We have included in the catalogue of serine proteases, a series of proteins such as lactoferrin, reelin and tumour rejection antigen (gp96), which have been recently reported to have this kind of proteolytic activity27–29. On the basis of structural analysis, lactoferrin has been tentatively classified as a member of the S26 family of serine proteases, whereas reelin, gp96 and their close relatives have been preliminarily ascribed to two Sx families of presently unclassified serine proteases. Gene Ontology annotation of the human proteome also predicts a series of serine proteases with minimal relationship to other members of this class of enzymes. They include torsin, NSP (novel serine protease) and Ufd1L (ubiquitin fusion degradation protein 1 homologue), but owing to the absence of enough evidence to support its ascription as serine proteases, they have not been included in the present version of the human and mouse degradomes.
The most recently identified catalytic class of proteases, the threonine proteases30, are classified into three families: T01, containing the proteasome components; T02, composed of three distinct glycosylasparaginases; and T03, including diverse γ-glutamyltransferases (GGTs).
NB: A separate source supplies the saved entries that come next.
PR #157, opened 2025-08-27
feat/ Dominik kaczmarek lista 3

feen1e:
Sorry for being late - my computer broke on friday and I managed to get it fixed today.

Added CRUD and DTO for all tables as well as Swagger decorators.
image
image

### DIFF
--- a/src/trip-participants/trip-participants.service.ts
+++ b/src/trip-participants/trip-participants.service.ts
@@ -1,0 +1,160 @@
+import {
+  ConflictException,
+  Injectable,
+  NotFoundException,
+} from "@nestjs/common";
+
+import { DatabaseService } from "../database/database.service";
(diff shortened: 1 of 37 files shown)


src/trip-participants/trip-participants.service.ts
```diff
@@ -0,0 +1,152 @@
...
+          trip_id: tripId,
+          participant_id: participantId,
+        },
+      });
+
+    if (tripParticipant === null) {
+      throw new NotFoundException("Trip participant not found");
+    }
+
+    await this.databaseService.tripParticipants.deleteMany({
```
AlicjaBonar: Here you could use delete instead of delete many. You want to delete just one object anyway so it would be safer

AlicjaBonar (approved):
Very good work! I just added one small suggestion. No worries about the delay

PR #165, opened 2025-08-31
Zadanie 3 - Jakub Morawiec

jmorawiec:
Trochę się z tym męczyłem, ale się udało. CRUDy przetestowane z moją bazą danych, działają.


jmorawiec:
All checks are done, @Leadman5555 please check

src/expenses/expenses.controller.ts
```diff
@@ -0,0 +1,67 @@
...
+  @Get()
+  @ApiOperation({ summary: "Pobierz wszystkie wydatki" })
+  @ApiOkResponse({ description: "Zwraca listę wydatków" })
+  async findAll() {
+    return this.expensesService.findAll();
+  }
+
+  @Get(":id")
+  @ApiOperation({ summary: "Pobierz wydatek" })
+  @ApiOkResponse({ description: "Zwraca wydatek" })
```
Leadman5555: Here it would be nice to include other possible responses, for example:
```ts
@ApiResponse({
    status: 404,
    description: "Expense not found",
  })
```

src/expenses/expenses.controller.ts
```diff
@@ -0,0 +1,67 @@
...
+  async findOne(@Param("id", ParseIntPipe) id: number) {
+    return this.expensesService.findOne(id);
+  }
+
+  @Patch(":id")
+  @ApiOperation({ summary: "Aktualizuj wydatek" })
+  @ApiOkResponse({ description: "Zaktualizowano wydatek" })
```
Leadman5555: Add types to response Swagger definitions where applicable. That is:
```ts
@ApiResponse({
    type: [YourReturnTypeHere],
  })
```

src/participants/participants.controller.ts
Leadman5555, line 1: Same here, add other responses to endpoints. And types.

Leadman5555 (changes requested):
Some Swagger tags are missing, but overall looks okay. Writing CRUD is mainly boilerplate so as long as you are happy with how the endpoints work currently, then there is no problem. 
You needn't have to have added validators on the fields - it's required in the 4th chapter. But since you already did, you will have less work in the future 👍 
So add the required decorators and I think we will be good to go.

src/expenses/entities/expense.entity.ts
Leadman5555, line 1: Let's remove this file. Since we are using Prisma as our ORM, it generates the entities for us (you can import them from prisma) . Do note, that most ORMs **do not** do that for many various reason. But, since this is a learning course, Prisma was chosen, entity generation, being one of the reasons for it.
Even if you define the entity here, Prisma will still use its own auto-generated version. So it's not only dead code, but also can lead to errors if your definition differs from the generated one and you structure your code to fit your own definition

Leadman5555 (approved):
I'll accept it. It's just boilerplate, so no need to spend a lot of time on it. Remove me `expense.entity.ts` file. After that, you can merge the PR 👍

src/expenses/entities/expense.entity.ts
jmorawiec: I changed the code and faced the error: ''Expense' only refers to a type, but is being used as a value here.' after importing it from Prisma.

Leadman5555: Well, the error suggests that you were using it as a value. For example, it could have been: `const whatever = Expense`, while it should be `const whatever: Expense = ...`

jmorawiec: Weird thing is that it looks like this in my code:
`  @ApiOkResponse({
    description: "Zwraca listę wydatków",
    type: [Expense],
  })`
  
  `
  { description: "Zwraca wydatek", type: Expense }
  `
  
  but the error still occurs

PR #1879, opened 2021-06-18
Add blurred image placeholder for HomeHero image

jamessspanggg:
Created component `ProgressiveImage`. Need to supply both a tiny version of the original image and the original image to the component. 

Would suggest to convert the original image to `webp` format via https://squoosh.app/

Screen recording below shows before and after:

https://user-images.githubusercontent.com/32864116/122581655-dfdf9180-d089-11eb-9abf-dea86d44a218.mp4

https://user-images.githubusercontent.com/32864116/122628614-afc7db00-d0e9-11eb-901b-20217d3174d4.mp4

Inspiration from Medium posts. 

References:
- https://jmperezperez.com/webp-placeholder-images/
- https://jmperezperez.com/medium-image-progressive-loading-placeholder/


src/containers/Home/HomeHero/index.tsx
```diff
@@ -62,9 +64,14 @@ const HomeHero: FC = () => {
             <div className="HomeHero__social-media-links">{renderSocialMediaLinks()}</div>
           </div>
         </div>
-        <div className="HomeHero__right">
-          <img alt="hero" className="HomeHero__image" src={HeroV2Svg} />
-        </div>
+        {width > 414 && (
```
thesanjeevsharma, line 67: @jamessspanggg Do we need this condition?

jamessspanggg: Previously, it sets the `display: none` when the screen width is less than 414 px. The reason why I added this condition is so that we will not issue the network request to obtain the images if so

thesanjeevsharma (commented):
LGTM ✔️ 

Also, @jamessspanggg how about renaming the component to `ProgressiveImage`?

jamessspanggg:
> LGTM ✔️
> 
> Also, @jamessspanggg how about renaming the component to `ProgressiveImage`?

sure that's a better name, let me change it

thesanjeevsharma (approved):

src/components/ProgressiveImage/index.tsx
```diff
@@ -0,0 +1,62 @@
...
+  height,
+  placeholderImageClassName,
+  placeholderSrc,
+  realImageClassName,
+  realSrc,
+  width,
+}: Props) => {
+  const [isLoaded, setIsLoaded] = useState(false);
+  return (
+    <div className={clsx('ProgressiveImage', containerClassName)} style={{height, width}}>
```
angle943, line 29: Ideally it would be cool if we can use this `ProgressiveImage` component just like how we use ``. Is there a reason why this component needs this outer `div`? Without it it can behave much more like a native `img`

jamessspanggg: This component needs an outer `div` as there are two overlapping images, one for the placeholder and one for the real image. Both of them need to be `position: absolute` to overlap each other, which means that there needs to be a relatively positioned outer div.

angle943: ah makes sense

All members of the T01 and T02 families are conserved between human and mouse. There are, however, some differences in the number of GGT genes clustered in a region of chromosome 22, which has undergone successive duplications31. As a consequence of this dynamic evolution, there are four GGT genes in this region of the human genome but only one in the corresponding region of the mouse genome (10B5). An additional GGT gene located at 20q11 is conserved in the mouse genome at an equivalent position (2H2).